Testing AI Systems Is Harder Than Testing Software

AI systems broke the way we test software. In traditional code, you write a test, it passes, you move on. That model does not survive contact with non-deterministic outputs, unreliable ground truth, and biased evaluators.

Non-Determinism Changes Everything

Ask the same question twice and you may get two different answers, both correct. Running a test once tells you very little. You need multiple runs to get a reliable signal.

Consider a coin. You want to know whether it is fair (50/50) or slightly biased (55/45). To reliably detect that bias at 95% confidence, you need roughly 1,000 flips. If the bias is subtler, like 51/49, you need tens of thousands.

The same math applies to AI outputs. You are trying to determine whether a change to your prompt or model improves output quality, and the difference between "better" and "about the same" is often slim. There is no shortcut around the statistics.

Your Ground Truth Is Probably Wrong

The standard approach is straightforward: curate a test set of inputs with expected outputs, run the model against it, and measure agreement. It has a fundamental flaw.

I have repeatedly seen cases where the model disagrees with the expected answer and is more correct. On one classification system, the model consistently categorized certain inputs differently than our annotators had. On human review, the model had picked up on a distinction the annotators missed. But the automated evaluation marked every one of those cases as wrong.

You can only measure the model as well as your ground truth allows, and for non-trivial tasks, ground truth is almost always open to interpretation.

LLM-as-Judge Has a Political Problem

One popular workaround is using a language model to judge outputs. Instead of comparing against a fixed expected answer, you ask a model which of two responses is better. This scales well and can capture nuances that exact-match metrics miss.

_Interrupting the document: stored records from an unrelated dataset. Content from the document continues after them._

PR #433, opened 2026-09-08
feat(L1): bake the Cobalt speedup activation into AggregateVerifier

0xth4nh:
Follow-up to #431 (merged).

## What changed?

`AggregateVerifier` no longer reads the fast-block activation from `ProtocolVersions`.

- `ScheduleConfig` gains `uint64 fastBlockActivationTimestamp`, exposed as `uint64 public immutable FAST_BLOCK_ACTIVATION_TIMESTAMP`.
- `FAST_BLOCK_UPGRADE_INDEX` (the hardcoded `getSchedule()[12]` lookup) is deleted. `_firstFastBlock()` now derives the boundary from the immutable and the L2 genesis/block-time immutables.
- `0` means "speedup unscheduled" — every game uses the slow-block intervals. This lets the implementation ship before the activation time is agreed, at the cost of a redeploy once it is.
- Deploy path gains a `multiproofFastBlockActivationTimestamp` config key (defaults to `0`), plumbed through `DeployConfig` → `SystemDeploy` with a `uint64` overflow check.
- Semver `0.2.0` → `0.3.0`; `snapshots/semver-lock.json` regenerated (only the `AggregateVerifier` entry moves).

`PROTOCOL_VERSIONS` is deliberately retained — `activatedScheduleId(claimTimestamp)` still drives scheduleId pinning. Only the interval selection stops depending on the registry.

## Why?

`ProtocolVersions` will not be activated for Cobalt. It runs in metrics-only mode on sepolia and mainnet (`--upgrade-signal.mode`), so index 12 of `getSchedule()` is never written on those chains.

The old lookup **fails open**: an index past the end of the schedule returns `type(uint256).max`, so `_firstFastBlock()` sits beyond every real block number and the verifier keeps handing out slow-block intervals forever. On a chain that has already switched to 200ms blocks, that is a silent mismatch between the proposer's cadence and the verifier's expectation — no revert, no event, just wrong intervals.

An immutable also removes a class of race the registry has: every game backed by a given implementation resolves the same boundary, and there is no mutation that can move an in-flight game across it. Changing the activation means deploying a new implementation, which is a new game type in the factory, so it can never apply retroactively.

## How to test?

```
just build-go-ffi
forge test --match-contract AggregateVerifier
```

The new case is the one that pins the behaviour change:

```
forge test --match-test test_intervalsForStartingBlock_activationIndependentOfRegistry_succeeds -vv
```

It writes a `ProtocolVersions` schedule that stops one entry *short* of index 12 — i.e. a chain that never signalled the speedup — asserts `getSchedule().length == 12`, then deploys a verifier with `fastBlockActivationTimestamp = L2_GENESIS_TIMESTAMP + 100` and checks the boundary lands at block 50 (`divUp(100, 2)`): block 49 gets the slow interval pair, block 50 gets the fast pair. On `main` this test cannot pass — with the registry short of index 12 the verifier stays slow at every block.

Full suite on this branch: `1232 passed, 0 failed, 1 skipped`.

Deploy-time check: `multiproofFastBlockActivationTimestamp` is absent from every existing config, so `readUintOr(..., 0)` yields `0` and existing deployments keep slow intervals — `forge test --match-contract SystemDeploy` covers that path unchanged.

### DIFF
--- a/interfaces/L1/proofs/IAggregateVerifier.sol
+++ b/interfaces/L1/proofs/IAggregateVerifier.sol
@@ -29,6 +29,7 @@ interface IAggregateVerifier is IDisputeGame {
     function L2_GENESIS_BLOCK_NUMBER() external view returns (uint256);
     function L2_GENESIS_TIMESTAMP() external view returns (uint64);
     function L2_BLOCK_TIME() external view returns (uint64);
+    function FAST_BLOCK_ACTIVATION_TIMESTAMP() external view returns (uint64);
     function SLOW_BLOCK_INTERVAL() external view returns (uint256);
     function SLOW_INTERMEDIATE_BLOCK_INTERVAL() external view returns (uint256);
     function FAST_BLOCK_INTERVAL() external view returns (uint256);
--- a/scripts/deploy/DeployConfig.s.sol
+++ b/scripts/deploy/DeployConfig.s.sol
@@ -52,6 +52,7 @@ contract DeployConfig is Script {
     uint256 public l2OutputOracleStartingBlockNumber;
     uint256 public l2OutputOracleStartingTimestamp;
     uint256 public multiproofSlowBlockInterval;
+    uint256 public multiproofFastBlockActivationTimestamp;
     uint256 public multiproofFastBlockInterval;
     uint256 public multiproofFastIntermediateBlockInterval;
     uint256 public multiproofGameType;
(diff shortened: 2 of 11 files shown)


cb-heimdall:
<table>
<tr>
<th>Requirement</th>
<th>Status</th>
<th>More Info</th>
</tr>
<tr>
<td>Reviews</td>
<td>
🟡
<code>0/1</code>
</td>
<td>
<details>
<table>
<tr>
<td>
<details>
<table>
<tr>
<td>0</td>
</tr>
<tr>
<td>0</td>
</tr>
<tr>
<td>0</td>
</tr>
<tr>
<td>
</td>
<td>1</td>
</tr>
<tr>
<td>
<details>
<table>
<tr>
<td><strong>Max</strong></td>
<td><strong>0</strong></td>
</tr>
</table>
</details>
</td>
<td>0</td>
</tr>
<tr>
<td>
From <code>CODEOWNERS</code>
</td>
<td>0</td>
</tr>
<tr>
<td>Global minimum</td>
<td>0</td>
</tr>
<tr>
<td><strong>Max</strong></td>
<td>
<strong>
1
</strong>
</td>
</tr>
</table>
</details>
</td>
<td>1</td>
</tr>
<tr>
<td>0</td>
</tr>
<tr>
<td><strong>Sum</strong></td>
<td><strong>1</strong></td>
</tr>
</table>
</details>
</td>
</tr>
</table>

0xth4nh:
Closing — we're keeping ProtocolVersions as the single source for the activation time rather than introducing a second one.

But LLM judges have systematic biases. Research has documented several: verbosity bias, where longer answers are rated higher regardless of quality. Position bias, where the answer presented first tends to be preferred. And self-preference bias, where a model rates outputs from its own family of models more favorably.

In practice, this creates a kind of political dynamic. The model that wins in an LLM-judged evaluation is not necessarily the most correct. It is the most convincing, the most fluent, the most agreeable.

The fix is calibration. Run the judge alongside human reviewers on the same set of examples. If they agree 85% or more of the time on your specific task, the judge is useful. Below that, do not trust it.

Automated Testing as a Regression Detector

The practical role of automated testing is regression detection. Establish a baseline: here is how the system performs today across a set of representative inputs. When you make a change, run the same set and compare. You are not trying to prove the system is good. You are trying to detect when it gets worse.

Invest in the inputs more than the expected outputs. A diverse, representative set of real user inputs is more valuable than a perfectly curated set of expected answers. You can always add human review on top when the numbers shift.

Model Upgrades Are Not Always Upgrades

It is tempting to assume that a newer model version is better across the board. It usually is on average. But "better on average" is not the same as "better for your specific use case."

On one production system in late 2025, GPT-5 outperformed GPT-5.2 on a specific type of tool use we call skill execution. The newer model was better at almost everything else, but worse at this particular task. GPT-5.4 surpassed both across the board. The pattern is not linear.

A model that excels at structured output might struggle with open-ended reasoning. A model that handles English beautifully might fall apart in another language. Every model upgrade should include manual review on your actual use case.

What to Do About All of This

Build a representative test set from real user inputs. Establish a baseline. Run automated comparisons on every change to catch regressions. Use LLM-as-judge for scale, but calibrate it per evaluation dimension, not just per task. And keep humans in the loop as the source of truth that everything else is calibrated against.

AI evaluation is not a problem you solve once. It is a discipline, and the teams that treat it as one ship better systems than the teams with better models.